◆ **ASSIGNMENT**
Your answer must repeat the full listing, line for line.

Segment Open

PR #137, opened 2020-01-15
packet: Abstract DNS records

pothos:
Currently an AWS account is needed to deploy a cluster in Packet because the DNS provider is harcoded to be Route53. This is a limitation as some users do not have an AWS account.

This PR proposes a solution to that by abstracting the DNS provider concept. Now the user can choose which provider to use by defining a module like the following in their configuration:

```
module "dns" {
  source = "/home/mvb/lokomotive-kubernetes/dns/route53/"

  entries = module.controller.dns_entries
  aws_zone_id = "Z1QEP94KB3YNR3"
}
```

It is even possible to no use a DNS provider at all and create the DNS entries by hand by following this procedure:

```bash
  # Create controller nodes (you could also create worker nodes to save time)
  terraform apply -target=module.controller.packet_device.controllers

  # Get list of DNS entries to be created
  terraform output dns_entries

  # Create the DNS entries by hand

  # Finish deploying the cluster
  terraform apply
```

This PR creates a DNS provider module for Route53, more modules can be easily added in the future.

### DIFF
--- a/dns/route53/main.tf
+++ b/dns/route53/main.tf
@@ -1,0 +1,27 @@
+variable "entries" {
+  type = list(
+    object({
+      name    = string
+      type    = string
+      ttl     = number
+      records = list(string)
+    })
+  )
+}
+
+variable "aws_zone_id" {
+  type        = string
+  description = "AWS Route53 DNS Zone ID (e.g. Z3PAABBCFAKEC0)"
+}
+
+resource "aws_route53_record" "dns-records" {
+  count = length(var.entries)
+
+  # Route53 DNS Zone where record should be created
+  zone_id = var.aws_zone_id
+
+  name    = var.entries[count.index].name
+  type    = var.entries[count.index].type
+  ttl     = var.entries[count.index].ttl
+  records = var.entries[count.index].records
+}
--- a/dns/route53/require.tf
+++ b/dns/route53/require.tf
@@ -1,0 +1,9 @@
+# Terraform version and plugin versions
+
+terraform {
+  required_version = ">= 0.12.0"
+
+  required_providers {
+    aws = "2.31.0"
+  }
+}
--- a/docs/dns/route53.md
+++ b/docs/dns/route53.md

Segment Closed

◆ **OUTPUT OF THE EXERCISE**
PR #137, opened 2020-01-15
packet: Abstract DNS records

pothos:
Currently an AWS account is needed to deploy a cluster in Packet because the DNS provider is harcoded to be Route53. This is a limitation as some users do not have an AWS account.

This PR proposes a solution to that by abstracting the DNS provider concept. Now the user can choose which provider to use by defining a module like the following in their configuration:

```
module "dns" {
  source = "/home/mvb/lokomotive-kubernetes/dns/route53/"

  entries = module.controller.dns_entries
  aws_zone_id = "Z1QEP94KB3YNR3"
}
```

It is even possible to no use a DNS provider at all and create the DNS entries by hand by following this procedure:

```bash
  # Create controller nodes (you could also create worker nodes to save time)
  terraform apply -target=module.controller.packet_device.controllers

  # Get list of DNS entries to be created
  terraform output dns_entries

  # Create the DNS entries by hand

  # Finish deploying the cluster
  terraform apply
```

This PR creates a DNS provider module for Route53, more modules can be easily added in the future.

### DIFF
--- a/dns/route53/main.tf
+++ b/dns/route53/main.tf
@@ -1,0 +1,27 @@
+variable "entries" {
+  type = list(
+    object({
+      name    = string
+      type    = string
+      ttl     = number
+      records = list(string)
+    })
+  )
+}
+
+variable "aws_zone_id" {
+  type        = string
+  description = "AWS Route53 DNS Zone ID (e.g. Z3PAABBCFAKEC0)"
+}
+
+resource "aws_route53_record" "dns-records" {
+  count = length(var.entries)
+
+  # Route53 DNS Zone where record should be created
+  zone_id = var.aws_zone_id
+
+  name    = var.entries[count.index].name
+  type    = var.entries[count.index].type
+  ttl     = var.entries[count.index].ttl
+  records = var.entries[count.index].records
+}
--- a/dns/route53/require.tf
+++ b/dns/route53/require.tf
@@ -1,0 +1,9 @@
+# Terraform version and plugin versions
+
+terraform {
+  required_version = ">= 0.12.0"
+
+  required_providers {
+    aws = "2.31.0"
+  }
+}
--- a/docs/dns/route53.md
+++ b/docs/dns/route53.md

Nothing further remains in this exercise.